Eso no significa que la Lana del Rey que aprendimos a amar en «Born to Die» haya desaparecido completamente… Ni mucho menos. «Body Electric» haría de puente entre esta cara de la artista y la que ya conocíamos: es esta una composición que, de nuevo, pone en los oídos de quien escucha unas cargas implosivas de oscuridad que parecían ausentes en su luminoso debut, pero lo hace con un fraseo teatral que remite directamente a su anterior referencia. Más todavía: «Cola» es la mejor heredera del espíritu provocador de «Born to Die» (con esa apertura en la que Lana canta «My pussy tastes like PepsiCola«); «Gods & Monsters» se convierte en uno de los actos más elevados de «Paradise» gracias a un estribillo épico con derrapes de sintes tétricos (¿todavía no te ha llamado la atención tanta alusión darks en esta reseña?) y con una percusión ramplona que actúa de espina dorsal a punto de quebrarse; y, claro, «Ride» se erige como el temazo indiscutible del lote, como la síntesis absoluta de los baladones lo-fi, de las torch songs brumosas, de la superproducción orquestal a la que ha estado dando caña en directo y al escapismo puro y duro como medicina contra la realidad gris.

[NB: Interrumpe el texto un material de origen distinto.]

PR #174, opened 2020-08-27
Reject non-http URLs for url member

### LINKED ISSUE #173: Shared URLs can be auto-fetched by native applications without respecting same-origin policy
This [public vulnerability report](https://blog.redteam.pl/2020/08/stealing-local-files-using-safari-web.html) by [Pawel Wylecial](https://www.blogger.com/profile/10114474176396848494) proposes (with proof of concept) the following attack using Web Share:

1. A malicious website shares a payload containing a `url` field whose URL would be inaccessible to the website, e.g. a `file` URL. For example: `navigator.share({url: 'file:///etc/passwd'})`.
2. The user chooses a native application, such as iOS's Mail.app, as the share target.
3. The target application automatically fetches the contents of the URL (in this example, fetching the contents of the user's password database) and attaches it to the email.
4. The user sends the email, sending the contents of their private file inadvertently, to a recipient controlled by the user.

A couple of things to note:

- This isn't specifically a vulnerability in the _browser_ (despite the above report calling it a Safari issue). The browser is just sending a well-known URL, which is effectively the same thing as sending plain text. (The URL itself is not a secret, but it points to a file whose contents is.)
- The vulnerability is due to apparent misbehaviour of the native app, which is not subject to same-origin policy and is therefore able to fetch any URL it wants, including local files. Native apps should not trust incoming intents (which could be coming from any app), but from the browser side, we have no control over the behaviour of native apps.
- This isn't very severe, as it doesn't allow the website access to the contents of the file, unless they are also able to convince the user to email it to them, by manually typing in the malicious website's email address.
- This isn't just a problem with `file` URLs. It affects any "private" URL, such as URLs located on the user's private network (e.g., router configs), and public URLs that may divulge private information if accessed with the appropriate cookies (e.g., what if the native app had cookies to a website the user stores data on, and was able to access a REST endpoint divulging user data).

Things I don't understand:

- The [blog](https://blog.redteam.pl/2020/08/stealing-local-files-using-safari-web.html) says this affects both Mail.app and Gmail on iOS. I don't understand if both Mail.app and Gmail are both doing the same behaviour and fetching the contents of the URL and setting it as an attachment, or if this is actually Safari fetching the contents of the URL and attaching it to the system intent that it sends to any application. (I am assuming it's the former, since I don't see why Safari would do the latter.)

Proposed solutions:

A. Do nothing (adding a security and privacy consideration to the spec), taking the approach that native apps should not trust incoming URLs.
B. Do nothing at the spec level, but individual implementations can filter out URLs unilaterally.
C. Add a requirement that the implementation filters out `file` URLs.
D. Add a requirement that the implementation filters out all URLs that are not same-origin as the sending site.

I think C is "theatre", it isn't going to solve the whole problem, just cover up an obvious example.

I think D is the only proper way to prevent this, but would that limit the utility of the API too severely? (It is highly likely that sites are _mostly_ using this to share same-origin URLs, but we don't have data on this.)

marcoscaceres:
Closes #173 

 * [x] Modified Web platform tests - incoming with Gecko patch.

Implementation commitment:

 * [x] WebKit (https://bugs.webkit.org/show_bug.cgi?id=215823)
 * [x] Gecko - Secure bug.

### DIFF
--- a/index.html
+++ b/index.html
@@ -35,14 +35,15 @@
           browsers: ["chrome", "firefox", "safari", "edge", "and_chr", "and_ff", "ios_saf"],
         },
         xref: "web-platform",
-        localBiblio: {
-          "Wylecial": {
-            "date": "2020-08-25",
-            "title": "Stealing local files using Safari Web Share API",
-            "Author": "Pawel Wylecial",
-            "href": "https://blog.redteam.pl/2020/08/stealing-local-files-using-safari-web.html"
-          }
-        }
+        // The Wylecial breaks the link checker with bad HTTP code response, so disabling this for now.
+        // localBiblio: {
+        //   "Wylecial": {
+        //     "date": "2020-08-25",
+        //     "title": "Stealing local files using Safari Web Share API",
+        //     "Author": "Pawel Wylecial",
+        //     "href": "https://blog.redteam.pl/2020/08/stealing-local-files-using-safari-web.html"
+        //   }
+        // }
       };
     </script>
   </head>
@@ -507,8 +508,11 @@
             when information should be confidential, so forwarding any content
             presents a risk. In particular, the {{ShareData/title}} might be
             used by an attacker to trick a user into misinterpreting the nature
-            of the content, as demonstrated in the [[Wylecial]] <a data-cite=
-            "Wylecial#">proof of concept attack</a>.
+            of the content.
+            <!--
+              , as demonstrated in the [[Wylecial]] <a data-cite=
+              "Wylecial#">proof of concept attack</a>
+            -->
           </p>
         </li>
       </ul>
--- a/index.html
+++ b/index.html
@@ -36,6 +36,14 @@
           browsers: ["chrome", "firefox", "safari", "edge", "and_chr", "and_ff", "ios_saf"],
         },
         xref: "web-platform",
+        localBiblio: {
+          "Wylecial": {
+            "date": "2020-08-25",
+            "title": "Stealing local files using Safari Web Share API",
+            "Author": "Pawel Wylecial",
+            "href": "https://blog.redteam.pl/2020/08/stealing-local-files-using-safari-web.html"
+          }
+        }
       };
     </script>
   </head>
@@ -177,8 +185,8 @@
                 <li>If |url| is failure, return <a>a promise rejected with</a>
                 {{TypeError}}.
                 </li>
-                <li>If |url|'s [=URL/scheme=] is not "http" or "https",
-                return <a>a promise rejected with</a> {{TypeError}}.
+                <li>If |url|'s [=URL/scheme=] is not "http" or "https", return
+                <a>a promise rejected with</a> {{TypeError}}.
                 </li>
                 <li>Set |data| to a copy of |data|, with its {{ShareData/url}}
                 member set to the result of running the <a>URL serializer</a>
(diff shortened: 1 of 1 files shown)


whsieh:
It looks like https://github.com/web-platform-tests/wpt/blob/master/web-share/canShare.tentative.https.html still checks that we're able to share data URLs. Would that test need to be updated as well?

ewilligers:
The webkit [patch](https://trac.webkit.org/changeset/266151/webkit) allows data urls.

@marcoscaceres   do you also consider them problematic?

martinthomson:
I think that this needs more treatment than this alone.  It needs to acknowledge the risk that share targets could retrieve content from the URL, and that they might follow redirects (or be subject to DNS tweaking) in order to exploit their position in the network to access information that might otherwise be protected by firewalls and similar.  If the application also passes on that information, that leads to an unexpected information leakage.

I don't think that it is appropriate to say that this is sufficient to address #173.

marcoscaceres:
@ericwilligers, about data: URLs, yes, as if they get dereferenced and previewed, then you can get into a situation like:

```
data:text/html;<meta http-equiv="refresh" content="1;url=file:///here/we/go/again">
``` 

@whsieh, what was the rationale for still allowing `data:` on the Webkit side? Also, you are right about `canShare()`, but that's a different matter. It's not supposed to leave the browser... but will address. I'm still hopeful we can fix `canShare()` by doing what I proposed in #108. Maybe with more urgency now? 

@martinthomson agree, definitely need to add a security considerations section for apps ingesting these URLs. As you suggested, we are just one link a weak chain here and OSs and apps able to inject need to be more careful.

marcoscaceres:
@martinthomson, I added your comment above more or less verbatim as they capture the risk quite nicely from a bunch of different angles. Please feel free to suggest additional changes.

marcoscaceres:
I file https://github.com/w3ctag/security-questionnaire/issues/96 to capture our cautionary tale of trusting URLs and thinking receiving parties will be careful with what they are receiving.

index.html
```diff
@@ -465,6 +476,21 @@ <h2>
...
+        and "https:" URL schemes. However, this mitigation is insufficient to
+        fully protect applications or operating systems that accept URLs as
+        part of a share (i.e, "share targets"). Share targets need to be
+        careful when dereferencing shared URLs for the purposes of, for
+        example, generating user-friendly previews: The risk is that share
+        targets could retrieve content from the URL, and that they might follow
+        redirects (or be subject to DNS tweaking) in order to exploit their
+        position in the network to access information that might otherwise be
+        protected by firewalls and similar. If the application also passes on
+        that information, that leads to an unexpected information leakage.
```
martinthomson, line 492: I might structure this differently for this context.  Probably with more paragraphs as well...

> Share targets that dereference a shared URL and forward that information on might forward information that might be otherwise confidential.  This can lead to unexpected information leakage if shares reference content that is only accessible by that application, the host on which it runs, or its network location.
>
> Malicious sites might exploit share targets that leak information by providing URLs that ultimately resolve to local resources, including, but not limited to, "file:" URLs or local services that might otherwise be inaccessible.  Even though this API limits shared URLS to "http:" and "https:", use of redirects to other URLs or tweaks to DNS records for hosts in those URLs might be used to cause applications to acquire content.

Here things get a little sketchy, because I'm about to make some recommendations, which I'll try to do without leaning on normative language...

> To avoid being used in these attacks, share targets can consume the URL, retrieve the content, and process that information without sharing it.  For instance, a photo editing application might retrieve an image that is "shared" with it.  A share target can also share the URL without fetching any of the referenced content.
>
> Share targets that fetch content for the purposes of offering a preview or for sharing content risk information leakage.  Content that is previewed and authorized by a user might be safe to forward, however it is not always possible for a person to identify when information should be confidential, so forwarding any content presents a risk.  In particular, the {{ShareData/title}} might be used by an attacker to trick a user into misinterpreting the nature of the content, as demonstrated in the `<a data-cite="Wylecial#">proof of concept attack</a>`.

whsieh:
> @whsieh, what was the rationale for still allowing `data:` on the Webkit side? Also, you are right about `canShare()`, but that's a different matter. It's not supposed to leave the browser... but will address. I'm still hopeful we can fix `canShare()` by doing what I proposed in #108. Maybe with more urgency now?

I believe the rationale for still allowing the `data` protocol in the change was just to keep the existing web platform tests passing.

ewilligers:
@whsieh, for the share targets you tested, is sharing a http(s) url that redirects a problem?

If not, is sharing the following simply equivalent to sharing a http(s) url that redirects,  and not equivalent to sharing a `file://` url?

```
data:text/html;<meta http-equiv="refresh" content="1;url=file:///here/we/go/again">
```

whsieh:
> @whsieh, for the share targets you tested, is sharing a http(s) url that redirects a problem?
> 
> If not, is sharing the following simply equivalent to sharing a http(s) url that redirects, and not equivalent to sharing a `file://` url?
> 
> ```
> data:text/html;<meta http-equiv="refresh" content="1;url=file:///here/we/go/again">
> ```

This is not a problem (at least, on Cocoa platforms) because neither the share targets (Messages and Mail in this case) nor the UA attempt to load the data URL as web content and then send the web content to the recipient.

index.html
marcoscaceres: I think it's quite factual and certainly doesn't read as being pushy with requirements. I made some minor tweaks.

ewilligers (approved):

PR #177, opened 2020-09-18
Add canShare() method

### LINKED ISSUE #108: Simplifying canShare()

### LINKED ISSUE #159: Explain why canShare exists at definition.
It's an unusual pattern to see .foo() and canFoo().  The specification would benefit from text or a note explaining why the canShare method exists. (As would all downstream documentation).

From a brief bit of research reading spec, MDN, and a few 'how to' articles, it isn't clear why web developers should go through the extra machinations.  Perhaps it is explained, but not near the [definition](https://w3c.github.io/web-share/level-2/#canshare-method).  There is, however, a note discussing feature detecting 'share'.

> If share() is present, there is a reasonable expectation that it will work and present the user with at least one share target. Clients can use the presence or absence of this method to determine whether to show UI that triggers its use.

Perhaps canShare is to enable an optimization to not prepare data for sharing until we know if it is possible. Likely many developers will prefer the code simplicity of feature detecting .share() and attempting the share.  This optimization doesn't seem necessary for many applications.  If there's a reason that wouldn't be a good idea, or if it specifically wouldn't work, the specification should explain why.

marcoscaceres:
Closes #108 
Closes #159 

 * [X] [Modified Web platform tests](https://github.com/web-platform-tests/wpt/pull/30066) 

Implementation commitment:

 * [X] WebKit - Safari 14
 * [X] Chromium - 66?  
 * [ ] [Gecko](https://bugzilla.mozilla.org/show_bug.cgi?id=1666203)

***
<a href="https://pr-preview.s3.amazonaws.com/w3c/web-share/pull/177.html" title="Last updated on Aug 18, 2021, 7:12 AM UTC (338d7fa)">Preview</a> | <a href="https://pr-preview.s3.amazonaws.com/w3c/web-share/177/1904b8f...338d7fa.html" title="Last updated on Aug 18, 2021, 7:12 AM UTC (338d7fa)">Diff</a>

### DIFF
--- a/index.html
+++ b/index.html
@@ -141,6 +141,28 @@
           <h3>
             <dfn>canShare()</dfn> method
           </h3>
+          <aside class="note" title="When to use canShare()">
+            <p>
+              The {{Navigator/canShare()}} method allows developer to check if
+              a particular member is supported, and if attempting to share is
+              likely to succeed. It also works without requiring a user
+              gesture, so, unlike {{Navigator/share()}}}}, it doesn't [=consume
+              user activation=]. This is useful in deciding wether to show a
+              custom share button at all in a web application.
+            </p>
+            <pre class="example">
+              // Check if files are supported
+              const file = new File([], "empty");
+              if (navigates.canShare({files: [file]})) {
+                // enable file sharing
+              }
+
+              // Check if a URL is ok to share...
+              if (navigates.canShare({ url: someURL })) {
+                // enable basic sharing...
+              }
+            </pre>
+          </aside>
           <p>
             When the {{Navigator/canShare()}} method is called with argument
             |data:ShareData|, run the following steps:
--- a/index.html
+++ b/index.html
@@ -323,7 +323,7 @@
                 <li>If |url| is failure, return false.
                 </li>
                 <li>If |url|'s [=URL/scheme=] is not "http" or "https", return
-                return false.
+                false.
                 </li>
               </ol>
             </li>
--- a/index.html
+++ b/index.html
@@ -201,9 +201,6 @@
                 </li>
                 <li>Assert: |url| is {{URL}}.
                 </li>
-                <li>If |url|'s [=URL/scheme=] is not "http" or "https", return
-                <a>a promise rejected with</a> {{TypeError}}.
-                </li>
                 <li>Set |data| to a copy of |data|, with its {{ShareData/url}}
                 member set to the result of running the <a>URL serializer</a>
                 on |url|.
@@ -311,6 +308,9 @@
                 on |data|'s url, with |base|, and no encoding override.
                 </li>
                 <li>If |url| is failure, return false.
+                </li>
+                <li>If |url|'s [=URL/scheme=] is not "http" or "https", return
+                return false.
                 </li>
               </ol>
             </li>
--- a/index.html
+++ b/index.html
@@ -47,7 +47,7 @@
       };
     </script>
   </head>
-  <body data-cite="FILEAPI secure-contexts">
+  <body data-cite="FILEAPI secure-contexts mimesniff">
     <section id="abstract">
       <p>
         This specification defines an API for sharing text, links and other
@@ -93,18 +93,24 @@
         target to share this title and the page URL to.
       </p>
     </section>
-    <section>
+    <section data-dfn-for="Navigator">
       <h2>
         API definition
       </h2>
-      <section data-dfn-for="Navigator">
+      <section>
         <h3>
           Extensions to the `Navigator` interface
         </h3>
         <pre class="idl">
           partial interface Navigator {
-            [SecureContext] boolean canShare(optional ShareData data = {});
-            [SecureContext] Promise&lt;undefined&gt; share(optional ShareData data = {});
+            [SecureContext]
+            Promise&lt;undefined&gt; share(optional ShareData data = {});
+
+            [SecureContext]
+            boolean canShare(optional ShareData data = {});
+
+            [SecureContext]
+            boolean canShare(DOMString name, optional CanShareQuery options = {});
           };
         </pre>
         <p>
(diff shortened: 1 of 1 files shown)


marcoscaceres:
Filed [Gecko bug](https://bugzilla.mozilla.org/show_bug.cgi?id=1666203) and implemented it. Will send patch to Mozilla.

marcoscaceres:
Working on updating the tests also.

index.html
```diff
@@ -269,6 +278,42 @@ <h4>
...
+            </li>
+            <li>If |data|'s url member is present:
+              <ol>
+                <li>Let |url:URL| be the result of running the [=URL parser]=
+                on |data|'s url, with |base|, and no encoding override.
+                </li>
+                <li>If |url| is failure, return false.
+                </li>
+                <li>If |url|'s [=URL/scheme=] is not "http" or "https", return
+                return false.
```
saschanaz, line 309:
```suggestion
                <li>If |url|'s [=URL/scheme=] is not "http" or "https", return
                false.
```

marcoscaceres:
@scheib, I added some rationale text for canShare for #159 ... would you mind taking a look and let me know what you think?

scheib:
Thank you - this addresses #159 well.  Text explaining why to use canShare looks good to me.

marcoscaceres:
@ericwilligers, @mgiuca, could we get this reviewed. It's probably the only significant thing we need to add to consider moving this spec to CR.

marcoscaceres:
Pinging again 👋 I'd like get this merge so we can move the spec to CR.

Pidut (approved):

Pidut:
Ok

Pidut:
Ok

index.html
```diff
@@ -328,6 +434,114 @@ <h3>
...
+          </dt>
+          <dd>
+            Represents support for the {{ShareData/text}} member.
+          </dd>
+        </dl>
+        <p class="Note" title="Why not an enum?">
+          The choice to use string literals instead of an [=enumeration=] is
+          deliberate. Doing so allows implementers to gracefully support future
+          {{ShareData}} member values, while also giving the user agent the
+          ability to disable sharing those members if needed.
```
saschanaz, line 542: Should this mention https://github.com/heycam/webidl/issues/893 or https://github.com/heycam/webidl/issues/491?

saschanaz:
How can we get diff preview as other w3c repositories have?

index.html
marcoscaceres: No. If something changes in WebIDL, then it should be adopted. heycam/webidl#491 should be closed anyway - it's no longer relevant.

index.html
```diff
@@ -270,6 +268,110 @@ <h4>
             or bypassing the UI if there is only a single share target.
           </div>
         </section>
+        <section>
+          <h3>
+            `canShare(data)` method
```
saschanaz, line 273: Should this be marked as historical if we think this is a broken approach?

marcoscaceres:
> How can we get diff preview as other w3c repositories have?

We might not have had .pr_preview enabled when the PR was created a long time ago... I'll see if I can get it working.

index.html
marcoscaceres: Only if we are not going to ship an alternative - but I don't think anyone plans to.

saschanaz: > Only if we are not going to ship an alternative

Are going to?

marcoscaceres: Oops, yes... there is no plans for any engine to ship anything different. Let's just ship this and be done for now. If we need a new method, we can add it when there is demand for it.

marcoscaceres:
PR preview is back 🎉

index.html
saschanaz: I don't think Gecko would want to ship anything proven to be broken as a sole solution 🤔

cc @annevk, context: https://github.com/w3c/web-share/issues/108#issuecomment-697689527

marcoscaceres: That's ok, but if we can't shift the other implementers then we need to make a process call here (i.e., Mozilla can "formally object" and we figure it out from there). 

We have two engines that already ship `.canShare()` already (and have now for over a year).

saschanaz: I think it depends on real world usage of canShare.

marcoscaceres: You are right, that too... however, we (you and I) are kinda limited in that we can't actually get that data. 

We are at an impasse here :( without input from other implementers willing to change (or even respond to issues), I don't know what we can do 😭

marcoscaceres:
Ok, [sent a PR](https://github.com/web-platform-tests/wpt/pull/30066) to remove "tentative" from the canShare() tests. The tests all pass in WebKit, except 1 that I need to look into.

marcoscaceres:
I'm going ahead and merging this as this matches two shipping implementations, and this is been sitting for nearly a year. I'm happy to continue to revise `canShare()` and even send patches to various engines if we want to improve it in various ways - so long as things remain backwards compatible. 

I'll also make another attempt to update the Gecko patch.

index.html
ewilligers: > You are right, that too... however, we (you and I) are kinda limited in that we can't actually get that data.

https://chromestatus.com/metrics/feature/timeline/popularity/2737

PR #203, opened 2016-01-05
(TK-311) Add log-event-listener isStarted method

rbrw:


cprice404:
yuck :)

Looks fine though, will test against puppetserver locally and merge if it goes OK

PR #206, opened 2016-01-15
(MAINT) increase timeout in service test

cprice404:
The recent changes related to HUP support have a test that
sends a HUP signal and then waits for some period of time
to validate that the restart behavior took effect.  The initial
commit of this code appears to be using too low of a timeout
for some of our CI hardware.

This commit bumps the timeout up from 1s to 5s.


nwolfe:
:+1:

PR #211, opened 2016-01-20
[discuss] Add service-apply function.

nathanielksmith:
This PR is a re-thought attempt at the `call-service-fn` I had originally added in TK-299.

I'm opening this because I came across a real usecase for this; when you want to have an optional dependency on a service without actually having to have a maven (ie, `project.clj`) dependency on that service's protocol.

This means you can be fully free from clojure namespace importation in your calling of TK functions of other services. This might be evil conceptually, but means optional dependencies can be even more of a burden-lifting feature in terms of project dependencies.

### DIFF
--- a/src/puppetlabs/trapperkeeper/services.clj
+++ b/src/puppetlabs/trapperkeeper/services.clj
@@ -35,6 +35,16 @@
 
 (def lifecycle-fn-names (map :name (vals (:sigs Lifecycle))))
 
+(defn service-apply
+  "Calls named function in other service, returning default if that service is not included."
+  [service fn-name default & args]
+  (if-let [service-fn (get service fn-name)]
+    (apply service-fn args)
+    (if (nil? service)
+      default
+      (throw (IllegalArgumentException.
+               (format "Call to 'service-apply' failed; service has no fn %s" fn-name))))))
+
 (defmacro service
   "Create a Trapperkeeper ServiceDefinition.
 
--- a/test/puppetlabs/trapperkeeper/optional_deps_test.clj
+++ b/test/puppetlabs/trapperkeeper/optional_deps_test.clj
@@ -1,6 +1,6 @@
 (ns puppetlabs.trapperkeeper.optional-deps-test
   (:require  [clojure.test :refer :all]
-             [puppetlabs.trapperkeeper.services :refer [service defservice get-service] :as tks]
+             [puppetlabs.trapperkeeper.services :refer [service defservice get-service service-apply] :as tks]
              [puppetlabs.trapperkeeper.app :as tka]
              [puppetlabs.trapperkeeper.core :refer [build-app] :as tkc]
              [schema.test :as schema-test]))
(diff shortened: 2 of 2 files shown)


cprice404:
Part of the decision to use protocols in TK was because they seemed like the main mechanism in Clojure for explicitly specifying a contract/API for an object.  That generally seems like a win to me, rather than an obstacle to be worked around.  I would be interested in hearing more about why the lein dependencies or namespace importation are so undesirable.  Without them, it sort of feels like we're just drifting back into the murky waters where things like reflection and duck-typing swim in languages like Ruby :)

Not saying I can't be convinced of this, but it sets off alarm bells for me, so I'd be interested in hearing more details about the motivation.

nathanielksmith:
@cprice404 I agree that this could lead to murky waters. My main motivation still goes back to the local development usecase when you want to work on a single service in isolation and that service is, through a miracle of packaging later on, included in some combined TK container. It seems like a win, there, to not have to actually have namespaces on disk when they are optional anyway during local development. It's less lein pedantic hell and version number wrangling when that really happens at a higher packaging level anyway.

cprice404:
If the dependency is possible (even if optional), then it seems like the repo needs to have some mechanism for doing testing against it even for local development.  Without the protocol there is no way at all to know that the functions/signatures exist until the downstream packaging occurs, which seems like way too late of a point in time to get to before having *any* test coverage of the code.

If the services are going to be composed into a container together, then the lein pedantic stuff is going to have to be dealt with sooner or later, and I'm of the opinion that sooner is better.

In a pinch, one could split the upstream protocol off into its own jar/artifact, (e.g. how slf4j has an slf4j-api artifact which only contains API definitions).  That would be a much lighter-weight dependency that could be used during development time w/o incurring quite as much of the cost of maintaining the lein pedantic stuff up front (though it obviously incurs additional cost in maintaining the new `-api` artifact).

Basically, for the local development use case that you mention, my take is that you're just moving the work of dealing with lein conflicts farther out in time, and at the same time you're potentially sacrificing some compile-time error detection and introducing risk of a certain class of runtime errors that wouldn't have been possible with the protocol-based implementation.

I'm still interested in hearing if you have other use cases in mind, and/or if anyone else has different opinions about this.

KevinCorcoran:
If we had this function, we could have used an optional dependency to solve the File Sync + CA bootstrapping problem we've been dealing with over the last few days by adding an optional dependency from the File Sync Client to the CA Service, and then calling `initialize-ssl!` (or whatev) during File Sync Client's `init`.

One thing that's sort of interesting about that particular use-case is that, in File Sync, we have pretty isolated unit tests which tests that the SSL stuff is initialized correct, and other than that it does not get exercised in tests until it is integrated into Puppet Server.

Another thing that's perhaps worth considering is that, if downstream projects want to use this pattern, even if we choose to exclude `service-apply`, there's nothing preventing them from putting that function in a downstream codebase and using it anyway.

All that said, I don't have a strong opinion on this.  I can see both arguments.  At the end of the day, I tend to think that this would make optional dependencies more useful and it's probably not quite as evil as the current discussion seems to imply.  So I wouldn't mind including it.

But, to recycle one of my favorite quotes: the first rule of API design is: **when in doubt, leave it out**.  So (now is the part of this comment wherein I contract myself) I might suggest we sit on this for a bit and see what other use cases come up.

cprice404:
@KevinCorcoran isn't there a path forward on the file sync thing where you just refer to the CA protocol directly, via a dev dependency or something?  And then if you need an alternate implementation of that protocol for testing, you could just have a defservice in the test code?

I think we're likely to end up pulling the CA stuff out into its own repo at some point anyway, and if we did that (or do it more proactively), we could set up the artifacts in such a way as to make that protocol accessible without dragging in other dependencies that we don't want?  I guess to me this just seems more like a code smell of how we have the current services organized, rather than a shortcoming in the TK implementation.

KevinCorcoran:
Fair enough.  I think it would be possible to use a dev dependency as-is.  Not 100% sure that would work, but I think it would.  Even if it did work, it seems funky (although not totally unacceptable) for File Sync to have a dependency on Puppet Server ... much more reasonable if it's just the CA as a separate artifact.

cprice404:
Totally agree about the funk of the dependency from FS to PS.  I just think that's our fault and not TK's.  :)

cprice404:
AFAICT there is enough uncertainty about the necessity / desirability of this to where the prudent thing seems to be to fall back to the Corcoran Principle: "when in doubt, leave it out".  We can always resuscitate this branch if/when a concrete use case makes it necessary.

Any objections to me closing this for now?  @nathanielksmith @KevinCorcoran ?

KevinCorcoran:
no objections

PR #213, opened 2016-02-05
(TK-300) use clojure agent for lifecycle fns

cprice404:
This commit changes the handling of the TK lifecycle functions so that they are run on a Clojure agent.  This change is in place for both the "normal" (main, startup) code path of the life cycle functions as well as the HUP restarting.  This ensures that lifecycle functions will not be executed on the JVM signal handler thread, and that there will never be more than one thread attempting to execute lifecycle fns at a time.

### DIFF
--- a/src/puppetlabs/trapperkeeper/app.clj
+++ b/src/puppetlabs/trapperkeeper/app.clj
@@ -1,4 +1,18 @@
-(ns puppetlabs.trapperkeeper.app)
+(ns puppetlabs.trapperkeeper.app
+  (:require [schema.core :as schema]
+            [puppetlabs.trapperkeeper.services :as s]))
+
+;;;;;;;;;;;;;;;;;;;;;;;;;;;;;;;;;;;;;;;;;;;;;;;;;;;;;;;;;;;;;;;;;;;;;;;;;;;;;;;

Es esta la punta de lanza no de una nueva Lana del Rey, sino de su voluntad de enseñarnos una nueva cara: la artista se pasa por el chocho (el mismo que le sabe a PepsiCola) las críticas que la tildaron de niña tonta y atontada, de machista recalcitrante e icono de unos valores americanos retrógradamente carcas, desvelándose en «Paradise» como una amazona blanca capaz de arrinconar su rollo trash para darle mucha caña a la elegancia y el saber estar.
Al final, va a resultar que Lana del Rey tiene más caras de las que esperábamos. ¿Sorprendido?